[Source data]
* * * *

PR #560, opened 2026-05-19
feat: extract GeneralWallet trait + native impl + migrate bridge-exec

Zk2u:
**Stacked on #559** (`azz/str-3426-drop-bdk-wallet-leak`). Will rebase onto main when #559 merges. **Closes STR-3435 and supersedes STR-3436** (combined into this single PR — see the ticket update for context).

## Summary

Reshapes the operator wallet around a **composition model**:

- A small `GeneralWallet` trait covering only what genuinely differs between backends (UTXO discovery, funding, signing).
- A concrete `OperatorWallet<G: GeneralWallet>` composer holding the always-native reserved wallet, lease bookkeeping, anchor filtering, and cross-wallet transaction construction.

The original `OperatorWalletBackend` design covered everything (general + reserved + leasing + signing) on one trait. That breaks down for Fireblocks because Fireblocks only hosts the general wallet — the reserved wallet stays native, and lease management is identical between backends. The composition design puts only the differing surface on a trait; everything shared lives on the composer.

## What's in this PR

- `crates/operator-wallet/src/general.rs` — `GeneralWallet` trait + `FundedPsbt` + `UtxoInfo`. Methods use AFIT desugared to `impl Future + Send` for codebase consistency.
- `crates/operator-wallet/src/general/native.rs` — `NativeGeneralWallet`, BDK-backed, descriptor-only. All returned PSBTs have `witness_utxo` populated but no signatures — caller signs via secret-service.
- `crates/operator-wallet/src/lib.rs` — `OperatorWallet<G>` composer with all the high-level wallet operations.
- `crates/operator-wallet/src/sync.rs` — `Backend::sync_wallet` no longer takes a lease set; the composer prunes leases after sync by intersecting with the live UTXO set.
- `crates/bridge-exec/src/{deposit,stake/staking,graph/common,graph/counterproof_nack}.rs` — call sites updated.
- `crates/bridge-exec/src/output_handles.rs` — `NativeWallet` type alias = `OperatorWallet<NativeGeneralWallet>`. `Arc<RwLock<_>>` preserved so executors can hold multi-step critical sections.
- `bin/strata-bridge/src/mode/services/{operator_wallet,orchestrator}.rs` — construct `OperatorWallet<NativeGeneralWallet>` at startup.

## What's deferred

- `NativeGeneralWallet::build_cpfp_child` returns `CpfpChildNotImplemented`. **STR-3439** (CPFP wiring in tx-driver) fills the body once there's an integration path to exercise it.
- Fireblocks `GeneralWallet` impl — **STR-3437**.

## CPFP-child contract (for forward reference)

- Native impl: PSBT returned with both inputs unsigned, `witness_utxo` + `tap_internal_key` populated. Caller signs both via secret-service.
- Fireblocks impl (forthcoming): PSBT returned with anchor unsigned, funding input ECDSA-signed by Fireblocks. Caller signs anchor via secret-service.

## Test plan

- [x] `just lint` passes
- [x] `cargo check --workspace --tests --all-features` passes
- [ ] Functional tests (recommend running before merge given the executor API changes)
- [ ] `NativeGeneralWallet::build_cpfp_child` will be exercised by STR-3439's regression test

Closes STR-3435.
Supersedes STR-3436.

### DIFF
--- a/bin/strata-bridge/src/mode/services/orchestrator.rs
+++ b/bin/strata-bridge/src/mode/services/orchestrator.rs
@@ -53,6 +53,7 @@ pub(crate) async fn init_orchestrator<M>(
     req_resp_handle: ReqRespHandle,
     p2p_keypair: Keypair,
     wallet: Arc<RwLock<NativeWallet>>,
+    claim_funding_utxo_value: bitcoin::Amount,
     btc_rpc_client: BitcoinClient,
     asm_rpc_client: HttpClient,
     fdb_client: Arc<FdbClient>,
@@ -114,7 +115,7 @@ where
         retry_tick,
     };
 
-    let exec_cfg = build_exec_config(params, config, &sm_config);
+    let exec_cfg = build_exec_config(params, config, &sm_config, claim_funding_utxo_value);
     let tx_driver = TxDriver::new(zmq_client, btc_rpc_client.clone()).await;
     let ProofBackend { bridge_proof_host } = ProofBackend::new(&config.bridge_proof).await?;
     let output_handles = OutputHandles {
@@ -242,7 +243,12 @@ pub(in crate::mode) fn build_sm_config(config: &Config, params: &Params) -> SMCo
     }
 }
 
-fn build_exec_config(params: &Params, config: &Config, sm_config: &SMConfig) -> ExecutionConfig {
+fn build_exec_config(
+    params: &Params,
+    config: &Config,
+    sm_config: &SMConfig,
+    claim_funding_utxo_value: bitcoin::Amount,
+) -> ExecutionConfig {
     ExecutionConfig {
         network: params.network,
         min_withdrawal_fulfillment_window: config.min_withdrawal_fulfillment_window,
@@ -250,6 +256,7 @@ fn build_exec_config(params: &Params, config: &Config, sm_config: &SMConfig) -> 
         maximum_fee_rate: FeeRate::from_sat_per_vb(config.max_fee_rate).unwrap(),
         operator_fee: params.protocol.operator_fee,
         stake_amount: params.protocol.stake_amount,
+        claim_funding_utxo_value,
         funding_uxto_pool_size: config.operator_wallet.claim_funding_pool_size,
         graph_sm_cfg: sm_config.graph.clone(),
     }
--- a/bin/strata-bridge/src/mode/services/orchestrator.rs
+++ b/bin/strata-bridge/src/mode/services/orchestrator.rs
@@ -8,13 +8,15 @@ use bitcoind_async_client::Client as BitcoinClient;
 use btc_tracker::tx_driver::TxDriver;
 use jsonrpsee::http_client::HttpClient;
 use libp2p_identity::ed25519::Keypair;
-use operator_wallet::OperatorWallet;
 use secret_service_client::SecretServiceClient;
 use strata_bridge_asm_events::client::AsmEventFeed;
 use strata_bridge_common::params::Params;
 use strata_bridge_counterproof::build_bridge_counterproof_host;
 use strata_bridge_db::fdb::client::FdbClient;
-use strata_bridge_exec::{config::ExecutionConfig, output_handles::OutputHandles};
+use strata_bridge_exec::{
+    config::ExecutionConfig,
+    output_handles::{NativeWallet, OutputHandles},
+};
 use strata_bridge_orchestrator::{
     duty_dispatcher::DutyDispatcher, events_mux::EventsMux, persister::Persister,
     pipeline::Pipeline, sm_registry::SMConfig,
@@ -50,7 +52,7 @@ pub(crate) async fn init_orchestrator<M>(
     gossip_handle: GossipHandle,
     req_resp_handle: ReqRespHandle,
     p2p_keypair: Keypair,
-    wallet: Arc<RwLock<OperatorWallet>>,
+    wallet: Arc<RwLock<NativeWallet>>,
     btc_rpc_client: BitcoinClient,
     asm_rpc_client: HttpClient,
     fdb_client: Arc<FdbClient>,
--- a/crates/bridge-exec/src/graph/common.rs
+++ b/crates/bridge-exec/src/graph/common.rs
@@ -4,7 +4,7 @@ use std::num::NonZero;
 
 use algebra::predicate;
 use bitcoin::{
-    OutPoint, TapSighashType, Txid, XOnlyPublicKey,
+    OutPoint, TapSighashType, TxOut, Txid, XOnlyPublicKey,
     hashes::sha256,
     sighash::{Prevouts, SighashCache},
 };
@@ -159,12 +159,23 @@ async fn ensure_claim_funding_outpoint(
             ),
         }
 
-        match wallet.claim_funding_utxo(predicate::never::<UtxoInfo>).0 {
+        match wallet
+            .reserve_utxo_with_value(cfg.claim_funding_utxo_value, predicate::never::<UtxoInfo>)
+            .0
+        {
             Some(outpoint) => outpoint,
             None => {
                 warn!("could not acquire claim funding utxo. attempting refill...");
+                // How many we need to top the pool back up to the configured target. The
+                // existing pool count is read by `reserve_utxo_with_value`'s peer
+                // `reserved_utxos_with_value` — we use the current size to compute the
+                // batch ourselves so the wallet stays denomination-agnostic.
+                let current_pool_size = wallet
+                    .reserved_utxos_with_value(cfg.claim_funding_utxo_value)
+                    .len();
+                let batch_size = cfg.funding_uxto_pool_size.saturating_sub(current_pool_size);
                 let funded = wallet
-                    .refill_claim_funding_utxos(fee::FEE_RATE, cfg.funding_uxto_pool_size)
+                    .create_reserved_utxos(fee::FEE_RATE, cfg.claim_funding_utxo_value, batch_size)
                     .await
                     .map_err(|e| ExecutorError::WalletErr(format!("refill failed: {e}")))?;
                 finalize_claim_funding_tx(
@@ -178,7 +189,10 @@ async fn ensure_claim_funding_outpoint(
                     ExecutorError::WalletErr(format!("wallet sync failed after refill: {e:?}"))
                 })?;
                 wallet
-                    .claim_funding_utxo(predicate::never::<UtxoInfo>)
+                    .reserve_utxo_with_value(
+                        cfg.claim_funding_utxo_value,
+                        predicate::never::<UtxoInfo>,
+                    )
                     .0
                     .expect("funding utxos must be available after refill")
             }
@@ -528,6 +542,7 @@ pub(super) async fn publish_graph_partials(
 
 /// Publishes the claim transaction to Bitcoin.
 pub(super) async fn publish_claim(
+    cfg: &ExecutionConfig,
     output_handles: &OutputHandles,
     claim_tx: &ClaimTx,
 ) -> Result<(), ExecutorError> {
@@ -538,14 +553,14 @@ pub(super) async fn publish_claim(
         "signing claim transaction"
     );
 
-    let claim_prevout = {
+    let claim_prevout: TxOut = {
         let wallet = output_handles.wallet.read().await;
         wallet
-            .claim_funding_outputs()
+            .reserved_utxos_with_value(cfg.claim_funding_utxo_value)
             .into_iter()
             .find(|utxo| utxo.outpoint == claim_tx.as_ref().input[0].previous_output)
             .expect("claim funding outpoint not found in wallet")
-            .as_txout()
+            .into()
     };
 
     let prevouts = Prevouts::All(&[claim_prevout]);
--- a/crates/bridge-exec/src/graph/common.rs
+++ b/crates/bridge-exec/src/graph/common.rs
@@ -166,13 +166,21 @@ async fn ensure_claim_funding_outpoint(
             Some(outpoint) => outpoint,
             None => {
                 warn!("could not acquire claim funding utxo. attempting refill...");
-                // How many we need to top the pool back up to the configured target. The
-                // existing pool count is read by `reserve_utxo_with_value`'s peer
-                // `reserved_utxos_with_value` — we use the current size to compute the
-                // batch ourselves so the wallet stays denomination-agnostic.
-                let current_pool_size = wallet
-                    .reserved_utxos_with_value(cfg.claim_funding_utxo_value)
-                    .len();
+                // How many we need to top the pool back up to the configured target. We
+                // compute the batch ourselves (the wallet stays denomination-agnostic),
+                // counting only *unleased* pool members: `reserved_utxos_with_value`
+                // returns every matching UTXO including leased ones, but a leased UTXO is
+                // already committed to another graph and can't satisfy this reservation.
+                // Counting them would understate the deficit and could yield a zero-size
+                // batch, after which the post-refill `reserve_utxo_with_value` below would
+                // panic with nothing to hand out.
+                let current_pool_size = {
+                    let pool = wallet.reserved_utxos_with_value(cfg.claim_funding_utxo_value);
+                    let leased = wallet.leased_outpoints();
+                    pool.iter()
+                        .filter(|u| !leased.contains(&u.outpoint))
+                        .count()
+                };
                 let batch_size = cfg.funding_uxto_pool_size.saturating_sub(current_pool_size);
                 let funded = wallet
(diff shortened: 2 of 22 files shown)


Rajil1213:
> just lint passes

Are you sure?

Rajil1213:
You should also just set the target branch to `main`. We review PRs commit by commit. So we'll just ignore the commits from the earlier PRs. That way, github won't discard older reviews when you change the base branch on a PR.

Zk2u:
@Rajil1213 github automatically changes the PR base when the parent PR is merged in, see above :P i didn't know this was a feature until recently

crates/operator-wallet/src/lib.rs
```diff
@@ -1,34 +1,51 @@
...
+//! - anchor identification and exclusion,
+//! - cross-wallet transaction construction (refill claim-funding pool, create stake funding tx).
+//!
+//! The `general` backend handles only what genuinely varies between native and Fireblocks:
+//! its own UTXO discovery, its own signing, and its share of transaction building (funding,
+//! CPFP child).
+//!
+//! Methods on [`OperatorWallet`] are `&mut self`. Callers serialize via an outer lock (today
+//! `Arc<RwLock<OperatorWallet<_>>>` in `bridge-exec`) which also lets the executor span
+//! multi-step critical sections (e.g. DB-lookup-then-fund-then-persist).
```
Rajil1213: This is not a durable API doc. In general, an API should not be concerned about specific downstream implementations.

crates/operator-wallet/src/lib.rs
```diff
@@ -1,34 +1,51 @@
...
+pub use crate::general::{native::NativeGeneralWallet, FundedPsbt, GeneralWallet, UtxoInfo};
+use crate::sync::{Backend, SyncError};
+
+/// How many times we should reattempt after an error during a wallet sync.
 const SYNC_RETRIES: u32 = 5;
-/// The wallet will delay a retry by SYNC_BASE_DELAY*SYNC_BACKOFF^current_retry,
-/// exponential backoff
+/// The wallet will delay a retry by SYNC_BASE_DELAY * SYNC_BACKOFF.pow(current_retry).
 const SYNC_BACKOFF: u32 = 3;
 const SYNC_BASE_DELAY: Duration = Duration::from_millis(100);
```
Rajil1213: Suggestion: move these to the `OperatorWalletConfig` (these values stay as default).

crates/operator-wallet/src/lib.rs
```diff
@@ -47,394 +64,340 @@ impl OperatorWalletConfig {
...
+    pub fn lease(&mut self, outpoints: &[OutPoint]) {
+        for outpoint in outpoints {
+            self.leased_outpoints.insert(*outpoint);
+        }
     }
 
-    fn is_leased_pred<'a>(&'a self) -> impl Fn(&OutPoint) -> bool + 'a {
-        |outpoint| self.leased_outpoints.contains(outpoint)
+    /// Removes each of `outpoints` from the lease set. Logs (at `warn`) but does not error
+    /// when a given outpoint wasn't leased — releases are idempotent.
```
Rajil1213: Logging is an implementation detail. This doc comment should only talk about the safety invariant (i.e., it is safe to call this repeatedly).

crates/operator-wallet/src/lib.rs
```diff
@@ -47,394 +64,340 @@ impl OperatorWalletConfig {
...
+            }
+        }
     }
 
-    fn release(&mut self, outpoint: &OutPoint) -> bool {
-        self.leased_outpoints.remove(outpoint)
+    // ── Reserved-wallet operations ─────────────────────────────────────────
+
+    /// Returns the reserved-wallet UTXOs that match the claim-funding value (i.e. the dust
+    /// pool used to fund claim transactions).
```
Rajil1213: Why is this being called "dust pool"?

crates/operator-wallet/src/lib.rs
```diff
@@ -47,394 +64,340 @@ impl OperatorWalletConfig {
...
-            .iter()
-            .copied()
-            .chain(anchor_outpoints)
-            .chain(leased_outpoints)
+        let current_size = claim_funding_outpoints.len();
+        let batch_size = target_size.saturating_sub(current_size);
+
+        let outputs = (0..batch_size)
+            .map(|_| TxOut {
+                value: self.config.stake_funding_utxo_value,
```
Rajil1213: The amount of claim funding utxo is not the same as that of the stake funding utxo. We should separate these two even if they had the same amount. I realize now that this bug also existed in the previous code. I don't want to be too prescriptive but see if you can come up with a general enough API for this (where we create UTXOs in the reserved wallet address of a specific size based on the use case). The simplest approach is to just let the caller handle this (it's already controlling the `target_size` and `fee_rate`) but then the function name will have to change.

crates/operator-wallet/src/lib.rs
Rajil1213, line 1: It might be time to split this file into sub-modules (`config`, `wallet`). You should also add unit tests (use `corepc-node` to spawn a bitcoind instance on regtest). There aren't any tests but that's only because when this crate was originally created velocity was prioritized above quality. Now, we can afford to invest in proper testing.

crates/operator-wallet/src/general.rs
```diff
@@ -0,0 +1,124 @@
+//! The `GeneralWallet` trait — abstraction over the part of an operator's funds that pays for
+//! bridge operations (fronting withdrawals, CPFP, top-ups). The trait isolates the surface that
+//! genuinely differs between backends: today the native BDK-backed wallet, tomorrow a Fireblocks
+//! adapter.
```
Rajil1213: No need to mention Fireblocks as _the_ adaptor of tomorrow. It's just one of many that we might end up supporting that this API generalizes over.

crates/operator-wallet/src/general.rs
```diff
@@ -0,0 +1,124 @@
...
+    /// Returns the receive script for this wallet. Stable across calls for native backends;
+    /// may rotate for backends that mint fresh deposit addresses per call.
+    fn script_pubkey(&self) -> ScriptBuf;
+
+    /// Returns every UTXO this wallet currently controls (confirmed and unconfirmed). The
+    /// caller is responsible for filtering anchors, leases, and other domain-specific
+    /// exclusions before requesting funding.
+    fn list_utxos(&self) -> Vec<UtxoInfo>;
+
+    /// Builds and (where possible) signs a v3 TRUC funding transaction.
```
Rajil1213: This is a pretty confusing language. Just say that it signs the inputs that it has key material for.

crates/operator-wallet/src/general.rs
```diff
@@ -0,0 +1,124 @@
...
+
+    /// Builds a v3 TRUC CPFP child for `parent`, spending the BIP-431 ephemeral anchor at
+    /// `parent.output[anchor_vout]` plus one fee-paying input drawn from this wallet.
+    ///
+    /// * `target_pkg_fee_rate` — sat-per-vbyte target for the (parent, child) package as a whole.
+    /// * `exclude` — fee-paying-input selection skips these outpoints. Used to avoid re-selecting
+    ///   the funding input of a prior child being replaced via RBF.
+    ///
+    /// **The anchor input is never signed** — backends populate its `witness_utxo` and
+    /// `tap_internal_key` and leave the caller to sign it via the secret service. The
```
Rajil1213: No need to mention the secret service here -- it is just one way to sign it externally. API docs must be generic.

crates/operator-wallet/src/general.rs
```diff
@@ -0,0 +1,124 @@
...
+
+/// A funded PSBT returned by [`GeneralWallet`] funding operations.
+#[derive(Debug, Clone)]
+pub struct FundedPsbt {
+    /// The funded PSBT. Inputs the backend could sign are signed; the rest carry
+    /// `witness_utxo` (and `tap_internal_key` for Taproot) for downstream signing.
+    pub psbt: Psbt,
+    /// Outpoints consumed as inputs to this PSBT. The caller leases these so they aren't
+    /// re-selected by concurrent duties.
+    pub spent: Vec<OutPoint>,
```
Rajil1213: Why is this re-exposed? Doesn't the `Psbt` already have this?

crates/operator-wallet/src/general.rs
```diff
@@ -0,0 +1,124 @@
...
+}
+
+/// A snapshot of a single UTXO controlled by a [`GeneralWallet`] (or, by convention, the
+/// reserved wallet that the [`crate::OperatorWallet`] composer manages internally).
+#[derive(Debug, Clone)]
+pub struct UtxoInfo {
+    /// On-chain outpoint of the UTXO.
```
Rajil1213: Might not be _on_ chain if confirmations is 0.

crates/operator-wallet/src/general.rs
```diff
@@ -0,0 +1,124 @@
...
+
+impl UtxoInfo {
+    /// Reconstructs the [`TxOut`] this UTXO refers to.
+    pub fn as_txout(&self) -> TxOut {
+        TxOut {
+            value: self.amount,
+            script_pubkey: self.script_pubkey.clone(),
+        }
+    }
+}
```
Rajil1213: This looks like an `Into` impl to me.

crates/operator-wallet/src/general/native.rs
```diff
@@ -0,0 +1,177 @@
+//! Native BDK-backed implementation of [`GeneralWallet`].
+//!
+//! The native wallet holds the operator's general-funds descriptor (`tr(general_pubkey)`) but
+//! never holds private keys: signing is delegated to the secret-service by the caller. As a
```
Rajil1213: No need to mention the secret-service here (it's an implementation detail of the consumer not this library).

crates/operator-wallet/src/lib.rs
```diff
@@ -47,394 +64,340 @@ impl OperatorWalletConfig {
...
+            .map(|lo| UtxoInfo {
+                outpoint: lo.outpoint,
+                amount: lo.txout.value,
+                confirmations: match &lo.chain_position {
+                    ChainPosition::Confirmed { anchor, .. } => {
+                        tip.saturating_sub(anchor.block_id.height).saturating_add(1)
+                    }
+                    ChainPosition::Unconfirmed { .. } => 0,
+                },
+                script_pubkey: lo.txout.script_pubkey.clone(),
```
Rajil1213: Why is this not using the `local_output_to_utxo_info` function created in the `native` module? (also is `native` module the right home for this function?)

crates/operator-wallet/src/general.rs
```diff
@@ -69,9 +69,13 @@ pub trait GeneralWallet: Send + Sync {
         exclude: &[OutPoint],
     ) -> impl std::future::Future<Output = Result<FundedPsbt, Self::Error>> + Send;
 
-    /// Builds a v3 TRUC CPFP child for `parent`, spending the BIP-431 ephemeral anchor at
+    /// Builds a v3 TRUC CPFP child for `parent`, spending the keyed-Taproot anchor at
     /// `parent.output[anchor_vout]` plus one fee-paying input drawn from this wallet.
     ///
+    /// The project uses a keyed-Taproot anchor at the segwit-dust minimum (`SEGWIT_MIN_AMOUNT`,
+    /// 330 sat) rather than a BIP-431 ephemeral P2A (value-0) output. Implementers must spend
+    /// the 330-sat anchor and account for its value when constructing the child.
```
Rajil1213: This commentary does not belong here. A consumer can do what they wish -- it's their responsibility to implement this trait in a way that meets their use cases.

Rajil1213 (changes requested):
I like the general shape of the `GeneralWallet` trait. There are only a couple of blockers:

- How `refill_*` is/was implemented
- The lack of any crate-level tests.

bin/strata-bridge/src/mode/services/orchestrator.rs
```diff
@@ -241,14 +242,20 @@ pub(super) fn build_sm_config(config: &Config, params: &Params) -> SMConfig {
...
+    claim_funding_utxo_value: bitcoin::Amount,
+) -> ExecutionConfig {
     ExecutionConfig {
         network: params.network,
         min_withdrawal_fulfillment_window: config.min_withdrawal_fulfillment_window,
         magic_bytes: params.protocol.magic_bytes,
         maximum_fee_rate: FeeRate::from_sat_per_vb(config.max_fee_rate).unwrap(),
         operator_fee: params.protocol.operator_fee,
         stake_amount: params.protocol.stake_amount,
+        claim_funding_utxo_value,
```
Rajil1213, line 259: If this value is computed once and then added to the initialized operator wallet as a field, why does it also need to be in the config?

The most durable approach is to change the API so that the caller can pass the UTXO value (which is already the case).

This is because this amount depends on the number of watchtowers which itself might change at runtime during operator entry/exit scenarios.

However, this might be too big of an unrelated change for this PR, so I'd be fine with just creating a ticket for this.

crates/bridge-exec/src/graph/common.rs
```diff
@@ -159,12 +159,23 @@ async fn ensure_claim_funding_outpoint(
...
             Some(outpoint) => outpoint,
             None => {
                 warn!("could not acquire claim funding utxo. attempting refill...");
+                // How many we need to top the pool back up to the configured target. The
+                // existing pool count is read by `reserve_utxo_with_value`'s peer
+                // `reserved_utxos_with_value` — we use the current size to compute the
+                // batch ourselves so the wallet stays denomination-agnostic.
+                let current_pool_size = wallet
+                    .reserved_utxos_with_value(cfg.claim_funding_utxo_value)
+                    .len();
```
Rajil1213: Doesn't the fact that we're in this arm mean that this value is zero?

crates/operator-wallet/tests/operator_wallet_e2e.rs
```diff
@@ -0,0 +1,483 @@
+#![allow(unused_crate_dependencies)]
```
Rajil1213: Use `expect` instead of `allow` and add a `reason = ` to explain why this lint is expected to fail.

Rajil1213 (changes requested):
This is almost good to go now. I only have a few nits and questions. I have yet to have codex take a look at this though. Will report any actionable findings from that run.

crates/bridge-exec/src/graph/common.rs
```diff
@@ -158,24 +159,40 @@ async fn ensure_claim_funding_outpoint(
...
             Some(outpoint) => outpoint,
             None => {
                 warn!("could not acquire claim funding utxo. attempting refill...");
-                let psbt =
-                    wallet.refill_claim_funding_utxos(fee::FEE_RATE, cfg.funding_uxto_pool_size)?;
+                // How many we need to top the pool back up to the configured target. The
+                // existing pool count is read by `reserve_utxo_with_value`'s peer
+                // `reserved_utxos_with_value` — we use the current size to compute the
+                // batch ourselves so the wallet stays denomination-agnostic.
+                let current_pool_size = wallet
```
Rajil1213: This computation _must_ exclude any leased UTXOs. Otherwise, we might exhaust the usable UTXO set and then create a batch of zero size.

Rajil1213 (changes requested):
Codex found an issue that needs to be addressed.

crates/bridge-exec/src/graph/common.rs
Zk2u: Ok, fixed - `reserved_utxos_with_value` returns every matching UTXO *including leased ones*, so counting them understated the deficit and could yield a zero-size batch — after which the post-refill `reserve_utxo_with_value` would panic with no UTXOs

The refill now counts only unleased members (filters against `leased_outpoints()`)

crates/bridge-exec/src/graph/common.rs
Zk2u: Right — with the current call (predicate `never`), reaching this arm implies zero *usable* unleased UTXOs, so with the leased-exclusion fix `current_pool_size` is effectively 0 and `batch_size` == the full pool target

The explicit count was kept rather than hardcoding 0 so it stays correct if the `ignore` predicate ever becomes non-trivial (unleased-but-ignored UTXOs shouldn't count toward the target). It's cheap to be correct and self-documenting

bin/strata-bridge/src/mode/services/orchestrator.rs
Zk2u: Filed STR-3641 to move it to caller-supplied-at-point-of-use and kept it out of scope here: https://alpenlabs.atlassian.net/browse/STR-3641

Rajil1213:
There is a compilation issue with the latest changes that needs fixing. Will review afterwards.

Rajil1213 (approved):
This looks good to go now.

* * * *

## WHAT IS BEING ASKED:
Please print exactly what appears from the first line of the data through the line with "Reshapes the operator", including both of those lines and nothing past them.

## EXPECTED ANSWER:
PR #560, opened 2026-05-19
feat: extract GeneralWallet trait + native impl + migrate bridge-exec

Zk2u:
**Stacked on #559** (`azz/str-3426-drop-bdk-wallet-leak`). Will rebase onto main when #559 merges. **Closes STR-3435 and supersedes STR-3436** (combined into this single PR — see the ticket update for context).

## Summary

Reshapes the operator wallet around a **composition model**:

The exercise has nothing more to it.